戦意高揚のためマレー作戦シンガポールの戦いを題材にした作品で、文部省推薦映画である。本作は砲兵隊、銀輪部隊(自転車部隊)の視点から日本軍の進撃を描写している。

1942年6月に先遣隊が現地ロケへ向かい、約9か月撮影が現場で行われた。同時期に東宝がマニラで『あの旗を撃て』の現地ロケを敢行中であったが、それに先立ち初めての南方ロケであった。出演者にはイギリス軍捕虜が動員されたという。 この映画のロケを応援した古賀聖人は、本作に出演していた中田弘二ら多くの俳優を流用し、木村桂三脚本による谷豊の伝記映画『マライの虎』のロケを西村四郎の撮影で進め、本作以上の好評を得たとされる。本作はフイルムの現存が確認されていない

あらすじ[編集]

マレー半島に上陸した日本軍は銀輪部隊を率いて前進する。鬱蒼としたジャングルで自転車を捨て、舟艇で川を進み、敵と遭遇しては何度も銃撃戦となりながらも駆逐する。

重要な基地を占領した日本軍は、イギリス兵が残した缶詰の山を「チャーチル給与」と呼んでごちそうとばかりに貪る。そこへ慌てて将校が現れ、「高級チョコレート」が下剤と判明し、兵たちに警告する。
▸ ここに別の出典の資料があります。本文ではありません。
PR #2464, opened 2016-10-25
Add telnet.write_until_expected_output_and_read_all keyword which returns all received output instead of last chunk of data

winter-triangle:
Hi!
First and foremost I do apologize for my somewhat poor English, but I'm hope I describe my idea as clear as I can.
Please consider to add a keyword for 'Telnet' library which I called 'write_until_expected_output_and_read_all'.
**Why**: write_until_expected_output returns just last chunk of output. It may be useful to receive all the command output.
**Use case**: consider network devices configuration testing. There are a lot of continuable commands, such as 'show ?' command in Cisco CLI. It can be useful to got all the result of such continuable command, in my case it was a internal logging buffer.
**Why not to use existing keywords**: I found this solution kind of ugly, because it conains a lot of programming logic within and IMO better have place in the library itself.

### DIFF
--- a/src/robot/libraries/Telnet.py
+++ b/src/robot/libraries/Telnet.py
@@ -859,6 +859,49 @@ class TelnetConnection(telnetlib.Telnet):
                 pass
         raise NoMatchError(expected, timeout)
 
+    def write_until_expected_output_and_read_all(self, text, expected, timeout,
+                                    retry_interval, loglevel=None):
+        """Writes the given ``text`` repeatedly, until ``expected`` appears in the output.
+        Returns back all output received.
+
+        ``text`` is written without appending a newline and it is consumed from
+        the output before trying to find ``expected``. If ``expected`` does not
+        appear in the output within ``timeout``, this keyword fails.
+
+        ``retry_interval`` defines the time to wait ``expected`` to appear before
+        writing the ``text`` again. Consuming the written ``text`` is subject to
+        the normal [#Configuration|configured timeout].
+
+        Both ``timeout`` and ``retry_interval`` must be given in `time string
+        format`. See `Logging` section for more information about log levels.
+
+        Example:
+        | Write Until Expected Output | ps -ef| grep myprocess\\r\\n | myprocess |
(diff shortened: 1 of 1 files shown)


pekkaklarck:
Could you clarify what benefits this would have over just using existing `Write Until Expected Output` and then `Read` afterwards?

winter-triangle:
Sorry for the kinda late answer.
I found this solution (to implement this functionality in terms of Robot Framework instead of in library) ugly because it is a lot of logic in resources while telnet library already have a routine for similar task - `write_until_expected_output`.
Your solution have a point, but let's assume this case:
1. We execute a "continuable" command in Cisco CLI. Let'assume this is `# show running-config` executed using `Write` and continued by `Write Until Expected Output`. We awaiting a privileged prompt such as "hostname#"
2. Cisco responds with somewhat like `too long blah-blah, press <Space> to show next page and <q> to quit`
3. Prompt doesn't found in this output, so `Write Until Expected Output` perform a `Write` action with sequence we supplied
4. Cycle continues until the prompt was reached. At this point we've got a last chunk of text returned.
Note that we can't call `Read` while `Write Until Expected Output` getting work done. 

Of course it is possible to implement custom keyword in terms of Robot Framework using loops with checks and `Read`/`Write` within, but it, eh, smells IMHO. Maybe (most likely) my solution even smells more, and better solution will just add some argument to `Write Until Expected Output` like
```python
write_until_expected_output( _here_goes_arguments_, Return_All=False )
```
Instead of another routine

vkruoso:
For this use case it seems you can probably disable paging at the CLI session before running the command, unless you are actually testing the paging feature. There might be other useful use cases tough. I think the keyword name is confusing.

winter-triangle:
Thank you for advise, @vkruoso! Heck, I didn't know about this feature. Even though I'm working with custom network hardware (Cisco was just a sample) it also have similar command. Thanks! 👍

pekkaklarck:
Good that there was a workaround! The proposed keyword was somewhat complex and seemed to have only narrow usage.

PR #2730, opened 2017-12-01
Documentation fix: add forgotten extension .robot

aksenov007:
There is the list in the section "Test suite directories" has the list of ignored extensions. Although there is a link in the sentence with the actual list of supported extensions, I think it makes sense to keep the list up-to-date anywhere in the documentation.


pekkaklarck:
Thanks!

PR #2746, opened 2018-01-09
Fixes Selenium2Library to SeleniumLibrary in External libraries chapter

aaltat:


pekkaklarck:
- The related link should also be updated.
- Did you check are there other references to S2L in Robot's code base?

aaltat:
1) Will fix the link too
2) I didn't check in any other places in the user guide. I did run into this by accident. But will check out.

aaltat:
Did use `pss` to find occurrences of Selenium2Library from the user guide and fixed them to SeleniumLibrary.

pekkaklarck:
Thanks!

PR #2751, opened 2018-01-19
Rf 2627

Kompakti:


pekkaklarck:
Looks great! `Calling Using` isn't really needed in test case names but that's not worth changing.

PR #2752, opened 2018-01-22
fix for Set Test Message with the combined INFO and HTML

### LINKED ISSUE #2732: Appending to test message using HTML doesn't work if old message is not HTML
I would like insert a line between test messages :
`Set Test Message | *HTML* Insert line here<hr> | append=True`
But when i use optional argument 'append=True', message appear in text format. 

(Test with robotframework 3.0.2)

PavelBbb:
Fixes #2732

### DIFF
--- a/.gitignore
+++ b/.gitignore
@@ -17,3 +17,6 @@ doc/api/_build
 doc/libraries/*.html
 doc/userguide/RobotFrameworkUserGuide.html
 src/robotframework.egg-info
+log.html
+output.xml
+report.html
--- a/atest/testdata/standard_libraries/builtin/set_test_message.robot
+++ b/atest/testdata/standard_libraries/builtin/set_test_message.robot
@@ -21,6 +21,23 @@ Set Multiline Message
     Set Test Message    1\n2\n3
     [Teardown]    Should Be Equal    ${TEST MESSAGE}    1\n2\n3
 
+Use the HTML
+    [Documentation]    PASS *HTML* custom message and another custom message in <HR> with a line
+    Set Test Message  custom message
+	Set Test Message  *HTML* and another custom message in <HR> with a line  append=True
+
+Use the HTML first
+    [Documentation]    PASS *HTML* and another custom message in <HR> with a line custom message
+    Set Test Message    *HTML* and another custom message in <HR> with a line
+	Set Test Message    custom message  append=True
+
+Use the HTML combination
+    [Documentation]    PASS *HTML* and another custom message in <HR> with a line custom message custom &lt;message&gt; and another custom message in <HR> with a line
+    Set Test Message    *HTML* and another custom message in <HR> with a line
+	Set Test Message    custom message  append=True
+	Set Test Message    custom <message>  append=True
+	Set Test Message    *HTML* and another custom message in <HR> with a line  append=True
+
 Set Non-String Message
     Set Test Message    ${42}
     [Teardown]    Should Be Equal    ${TEST MESSAGE}    42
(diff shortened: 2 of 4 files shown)


PavelBbb:
Please use the last commit ) There was a little typo )

pekkaklarck:
Sorry for not reviewing this yet. Been rather busy lately and soon leaving for a holiday. Should have time to really concentrate on RF development after that.

pekkaklarck:
I finally have time for RF development. I looked that changes and noticed that the change was in a helper method that's used also by other keywords that don't support `*HTML*` at all. Either the helper should be made configurable so that it handles possible `*HTML*` when needed or the fix should be done somewhere else. Also, there seem to be logic bugs in some cases.

Are you @PavelBbb still around and interested to work with this PR? If yes, I can do a more detailed review. If not, I can look at fixing this myself later this week. I try to get RF 3.0.3 ready latest next week.

PavelBbb:
Hi , 
I’m interested ) .
Will appreciate to continue with your feedback and review ) 

Paul

.gitignore
```diff
@@ -17,3 +17,6 @@ doc/api/_build
 doc/libraries/*.html
 doc/userguide/RobotFrameworkUserGuide.html
 src/robotframework.egg-info
+log.html
+output.xml
+report.html
```
pekkaklarck: I think we had some reason not to add these files to .gitignore but I don't remember what was it. Probably they could be added, but that should be done as a separate commit/PR outside of this one.

atest/testdata/standard_libraries/builtin/set_test_message.robot
```diff
@@ -21,6 +21,23 @@ Set Multiline Message
     Set Test Message    1\n2\n3
     [Teardown]    Should Be Equal    ${TEST MESSAGE}    1\n2\n3
 
+Use the HTML
+    [Documentation]    PASS *HTML* custom message and another custom message in <HR> with a line
+    Set Test Message  custom message
+	Set Test Message  *HTML* and another custom message in <HR> with a line  append=True
```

やがてクアラルンプールへ進軍すると、日本人が経営していた店がイギリスの敗残兵に荒らされた跡や「ホワイトオンリー」と記された差別的な標識が建物にあった。

日本軍はジョホール水道を渡河しようとするが、敵弾の抵抗に逢う。

キャスト[編集]

日本軍[編集]

登場兵器[編集]

  • ブレン軽機関銃[1]※同資料には捕虜の出演者と思われる白人男性が確認できる。
  • 十一年式軽機関銃※激戦中に突っ込みが起き、射手が故障排除のため愛人の形見であるかんざしで修理し、勝利を得る場面があるとされる[2]

スタッフ[編集]

その他[編集]

  • 大映の永田雅一専務は当時潜水艦の影響で海路が危うい状況だったことから、現地ロケに向かう撮影隊に「万一、生命を失うような事あれば、会社は責任をもって残された諸君の家族の面倒を見る」と激励して見送っていた。
  • 水町青磁は『シンガポール總攻撃』と『マライの虎』の俳優が共通していることについて「同じ期間に、同じ場所で、兵隊になったり、悪意はなくとも無頼漢に違いない非合法的な人物(谷豊)になったりすることからくる違和感」と指摘した。
  • 大場弥平は本作にイギリス兵、インド兵捕虜を起用したことにつて「実戦さながらの敵愾心を高揚するため沢山の英印の捕虜を使ったあたりはよい思い付き。」としながらも「英印兵の散兵線の構成や、動作の一つ一つは前線で叩きつけられ散々な目に逢った敗残兵が、一方の血路を開かんがため窮鼠猫を噛むといった死に潜るいの雰囲気は出ていない。近代戦の惨烈な鉄槌を喰い敗走に敗走を続けた英印兵など、まるで半狂乱のような状態であろうと思う。その気分が少しも出ていないのは惜しい」と評した。
  • 兵士役として出演した小林桂樹は本作の撮影に実弾を使用した、映画に捕虜を出演させたことで撮影隊が戦犯に問われる可能性があったと証言している。戦後になって捕虜が撮影隊の潔白を証言し、事なきを得たという[3]

脚注[編集]

  1. ^ 『日本映画』第8巻第4号 1943年4月 13頁
  2. ^ 』1989年7月号、潮書房、160頁
  3. ^ NHKアーカイブス 戦争 小林桂樹・戦争体験

参考文献[編集]

  • 筈見恒夫(編著)『映画百年史:写真記録』日本ブックエース、2010年7月、第?巻46頁[要文献特定詳細情報]
  • 大映(編)『大映十年史』大映、1951年
  • 平井輝章「素稿日本映画撮影史」『映画撮影』1989年8月号、日本映画撮影監督協会、72-74頁
  • Peter Brown High『帝国の銀幕 : 十五年戦争と日本映画』(博士(学術)論文)名古屋大学、1996年。  417-418頁

外部リンク[編集]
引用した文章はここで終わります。